Formation of cyclohexenone and derivatives are important in chemistry for their application to the synthesis of many natural products and other interesting organic compounds such as antibiotics and steroids.[2] Specifically, the synthesis of cortisone is completed through the use of the Robinson annulation.[3]
The initial paper on the Robinson annulation was published by William Rapson and Robert Robinson while Rapson studied at Oxford with professor Robinson. Before their work, cyclohexenone syntheses were not derived from the α,β-unsaturated ketone component. Initial approaches coupled the methyl vinyl ketone with a naphthol to give a naphtholoxide, but this procedure was not sufficient to form the desired cyclohexenone. This was attributed to unsuitable conditions of the reaction.[1]
Robinson and Rapson found in 1935 that the interaction between cyclohexanone and α,β-unsaturated ketone afforded the desired cyclohexenone. It remains one of the key methods for the construction of six membered ring compounds. Since it is so widely used, there are many aspects of the reaction that have been investigated such as variations of the substrates and reaction conditions as discussed in the scope and variations section.[4] Robert Robinson won the Nobel Prize for Chemistry in 1947 for his contribution to the study of alkaloids.[5]
Reaction mechanism
[edit]
The original procedure of the Robinson annulation begins with the nucleophilic attack of a ketone in a Michael reaction on a vinyl ketone to produce the intermediate Michael adduct. Subsequent aldol type ring closure leads to the keto alcohol, which is then followed by dehydration to produce the annulation product.
In the Michael reaction, the ketone is deprotonated by a base to form an enolate nucleophile which attacks the electron acceptor (in red). This acceptor is generally an α,β-unsaturated ketone, although aldehydes, acid derivatives and similar compounds can work as well (see scope). In the example shown here, regioselectivity is dictated by the formation of the thermodynamic enolate. Alternatively, the regioselectivity is often controlled by using a β-diketone or β-ketoester as the enolate component, since deprotonation at the carbon flanked by the carbonyl groups is strongly favored. The intramolecular aldol condensation then takes place in such a way that installs the six-membered ring. In the final product, the three carbon atoms of the α,β-unsaturated system and the carbon α to its carbonyl group make up the four-carbon bridge of the newly installed ring.
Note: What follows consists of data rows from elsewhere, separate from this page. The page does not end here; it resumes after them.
PR #2231, opened 2025-06-17
Add TLS config for composer when sequencer endpoint is tls

mycodecrafting:
## Summary
Add explicit TLS config for composer's sequencer connection

## Background
Tonic [removed implicit TLS configs](https://github.com/hyperium/tonic/pull/1731) in v0.12.0 which now causes TLS errors when conductor tries to connect to a remote sequencer network over TLS.

## Changelogs
Changelogs updated.

## Related Issues
Similar to fix done for conductor in [PR #2140](https://github.com/astriaorg/astria/pull/2140)

### DIFF
--- a/crates/astria-composer/src/executor/builder.rs
+++ b/crates/astria-composer/src/executor/builder.rs
@@ -17,6 +17,12 @@ use astria_eyre::eyre::{
 };
 use tokio::sync::watch;
 use tokio_util::sync::CancellationToken;
+use tonic::transport::{
+    Channel,
+    ClientTlsConfig,
+    Endpoint,
+    Uri,
+};
 
 use crate::{
     executor,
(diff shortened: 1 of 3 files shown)


crates/astria-composer/src/executor/builder.rs
```diff
@@ -102,13 +108,12 @@ fn read_signing_key_from_file<P: AsRef<Path>>(path: P) -> eyre::Result<SigningKe
...
-) -> eyre::Result<SequencerServiceClient<tonic::transport::Channel>> {
-    let uri: tonic::transport::Uri = grpc_endpoint
+fn connect_sequencer_grpc(grpc_endpoint: &str) -> eyre::Result<SequencerServiceClient<Channel>> {
+    let uri: Uri = grpc_endpoint
         .parse()
         .wrap_err("failed to parse endpoint as URI")?;
-    Ok(SequencerServiceClient::new(
-        tonic::transport::Endpoint::from(uri).connect_lazy(),
-    ))
+    let endpoint = Endpoint::from(uri.clone())
```
SuperFluffy, line 115: Unclear why the clone here is necessary. Just move the URI in there?

Alternatively remove the `let uri` binding altogether and chain the whole thing:

```suggestion
    let endpoint = grpc_endpoint.parse::<Endpoint>().wrap_err("failed to parse input as gRPC endpoint")?.tls_config(...) // etc
```

joroshiba (approved):

PR #2242, opened 2025-07-30
ci: try default cache in depot

joroshiba:
## Summary
Migrates away from buildjet cache, and updates to latest rust cache handler action. 

## Background
The buildjet cache seems to hit random slowdowns, and we aren't using their servers anymore. According to docs, depot runners default to using [local cache mechanisms](https://depot.dev/docs/github-actions/overview#faster-caching). This attempts using those. 

Testing on this PR show that it performs a little faster than latest runs on mainnet (5s on cached vs 8s on most recent main test run), and hopefully avoids the [occasional slowdown](https://github.com/astriaorg/astria/actions/runs/16631231960) we have seen where tests can take over 30m.

### DIFF
--- a/.github/workflows/test.yml
+++ b/.github/workflows/test.yml
@@ -34,9 +34,7 @@ jobs:
         uses: dtolnay/rust-toolchain@master
         with:
           toolchain: ${{ env.RUSTUP_TOOLCHAIN }}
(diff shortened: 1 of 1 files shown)


joroshiba:

PR #2258, opened 2025-10-02
fix(conductor): don't use last block validator set

joroshiba:
## Summary
Updates Conductor to use the validator set at same height as a given commit.

## Background
We were previously using the previous commit, which worked when validator didn't change quickly enough to affect quorum, and allowed the use the proposer priorities to determine the correct validating node. We no longer use this priority, and quick changes to the validator set have caused the quorum to be unreachable from previously blocks proposer set.

## Changes
- Use commit height instead of previous height for validator set.

## Testing
CI/CD updates + manual testing.

### DIFF
--- a/crates/astria-conductor/src/celestia/block_verifier.rs
+++ b/crates/astria-conductor/src/celestia/block_verifier.rs
@@ -314,7 +314,7 @@ mod tests {
         };
 
         (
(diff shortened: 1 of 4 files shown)


jbowen93 (approved):

jbowen93 (approved):

Fraser999 (approved):

joroshiba:
closed in 7 days.

joroshiba:

PR #240, opened 2015-02-20
add yield to keywords

honzabrecka:
https://developer.mozilla.org/en-US/docs/Web/JavaScript/Reference/Operators/yield


jneen:
cool, thanks!

honzabrecka:
I added a sample to visuals.

PR #243, opened 2015-03-03
Add comment support to json lexer.

textshell:
Allows to add comments in documentation of json formats. This commit only allows for one line comments, but should be easy to extend to /* ... */ style comments

This allows documentation in a style like this:
```
{
    "response": {
        "data": [
            // contact objects
        ],
        "limit": 10,
        "page": 1,
        "totalEntries": 15, // Note total entries changed
        "totalPages": 2
    }
}
```

Split into an basic commit to enable comments in all contexts except in otherwise empty objects and a separate commit to refactor handling of empty objects to be less of a special case and thus also support comments.

### DIFF
--- a/lib/rouge/lexers/javascript.rb
+++ b/lib/rouge/lexers/javascript.rb
@@ -220,12 +220,8 @@ module Rouge
       state :root do
         mixin :whitespace
         mixin :comments
-        # special case for empty objects
-        rule /(\{)(\s*)(\})/m do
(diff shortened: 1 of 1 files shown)


textshell:
Please also see [pull request 244](https://github.com/jneen/rouge/pull/244) for a pull request that additionally adds ellipsis syntax and is based on this branch.

jneen:
superseded by #244

PR #244, opened 2015-03-03
Add comment and ellipsis support to json lexer.

textshell:
This pull request adds ellipsis support in addition to comment support from [pull request 243](https://github.com/jneen/rouge/pull/243).

Omitting key/value pairs with the comment syntax (i.e. // ... ) is awkward because if used at the end of an object you need to change the preceeding line to remove a trailing comma. This PR adds an syntax that looks better and also removes the special case when used at the end of an object.

Example:
```
    {
        "accountId": "someone@example.com",
        "id": "15",
        "addDate": "2015-01-01T00:00:00",
        "lastChangeDate": "2015-01-01T00:00:00",
        ...
    }
```

### DIFF
--- a/lib/rouge/demos/json-doc
+++ b/lib/rouge/demos/json-doc
@@ -1,0 +1,1 @@
+{ "one": 1, "two": 2, "null": null, "simple": true } // a simple json object
--- a/lib/rouge/lexers/javascript.rb
+++ b/lib/rouge/lexers/javascript.rb
@@ -272,14 +272,20 @@ module Rouge
 
       prepend :root do
         mixin :comments
+        rule /(\.\.\.)/, Comment::Single
       end
 
       prepend :object_key_initial do
         mixin :comments
+        rule /(\.\.\.)/, Comment::Single
       end
 
       prepend :object_key do
         mixin :comments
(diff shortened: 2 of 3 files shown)


jneen:
This is really cool!  However, I'm a little hesitant to add it to the main json lexer.  Would it be possible to create a new lexer for this instead?  Maybe `json-doc`?  You could even subclass `JSON` and use the `prepend` / `append` interface (see C++ for an example).

jneen:
(oops, accidentally closed)

textshell:
I'm implementing it as subclass of JSON which seems to be working out well.
Do you think it will be ok to keep json-doc in the javascript.rb file?
Do you have any advise what that subclass should use for `filenames` and `mimetypes`? I guess if i don't set anything they will be inherited from the JSON class, which might confuse auto detection?
C++ solves that by actually having a mime type and file extensions that can be used there, which is not really the case here.

textshell:
Did you have a chance to look at this? Will this work, or it there still something to fix?

textshell:
@jneen  ping?

jneen:
Sorry for the delay.  Looks fantastic, thank you.

PR #247, opened 2015-03-13
Swift 1.2 changes

radex:
- `@noescape` and `@autoclosure(escaping)` attributes are recognized
- renders `as?` and `as!` operators as a single keyword (instead of `as` being a keyword then a random character which looks weird)


jneen:
Thanks!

In order to avoid a reaction between the original enolate and the cyclohexenone product, the initial Michael adduct is often isolated first and then cyclized to give the desired octalone in a separate step.[6]
Stereochemistry
[edit]Studies have been completed on the formation of the hydroxy ketones in the Robinson annulation reaction scheme. The trans compound is favored due to antiperiplanar effects of the final aldol condensation in kinetically controlled reactions. It has also been found though that the cyclization can proceed in synclinal orientation. The figure below shows the three possible stereochemical pathways, assuming a chair transition state.[7]
It has been postulated that the difference in the formation of these transition states and their corresponding products is due to solvent interactions. Scanio found that changing the solvent of the reaction from dioxane to DMSO gives different stereochemistry in step D above. This suggests that the presence of protic or aprotic solvents gives rise to different transition states.[8]
Mechanistic classification
[edit]
Robinson annulation is one notable example of a wider class of chemical transformations termed Tandem Michael-aldol reactions, that sequentially combine Michael addition and aldol reaction into a single reaction. As is the case with Robinson annulation, Michael addition usually happens first to tether the two reactants together, then aldol reaction proceeds intramolecularly to generate the ring system in the product. Usually five- or six-membered rings are generated.
Scope and variations
[edit]Reaction conditions
[edit]Although the Robinson annulation is generally conducted under basic conditions, reactions have been conducted under a variety of conditions. Heathcock and Ellis report similar results to the base-catalyzed method using sulfuric acid.[2] The Michael reaction can occur under neutral conditions through an enamine. A Mannich base can be heated in the presence of the ketone to produce the Michael adduct.[6] Successful preparation of compounds using the Robinson annulation methods have been reported.[9]
The Michael acceptor
[edit]A typical Michael acceptor is an α,β-unsaturated ketone, although aldehydes and acid derivatives work as well. In addition, Bergmann et al. reports that donors such as nitriles, nitro compounds, sulfones and certain hydrocarbons can be used as acceptors.[10] Overall, Michael acceptors are generally activated olefins such as those shown below where EWG refers to an electron withdrawing group such as cyano, keto, or ester as shown.
Wichterle reaction
[edit]The Wichterle reaction is a variant of the Robinson annulation that replaces methyl vinyl ketone with 1,3-dichloro-cis-2-butene. This gives an example of using a different Michael acceptor from the typical α,β-unsaturated ketone. The 1,3-dichloro-cis-2-butene is employed to avoid undesirable polymerization or condensation during the Michael addition.[11]
Hauser annulation
[edit]The reaction sequence in the related Hauser annulation is a Michael addition followed by a Dieckmann condensation and finally an elimination. The Dieckmann condensation is a similar ring closing intramolecular chemical reaction of diesters with base to give β-ketoesters. The Hauser donor is an aromatic sulfone or methylene sulfoxide with a carboxylic ester group in the ortho position. The Hauser acceptor is a Michael acceptor. In the original Hauser publication ethyl 2-carboxybenzyl phenyl sulfoxide reacts with pent-3-ene-2-one with LDA as a base in THF at −78 °C.[12]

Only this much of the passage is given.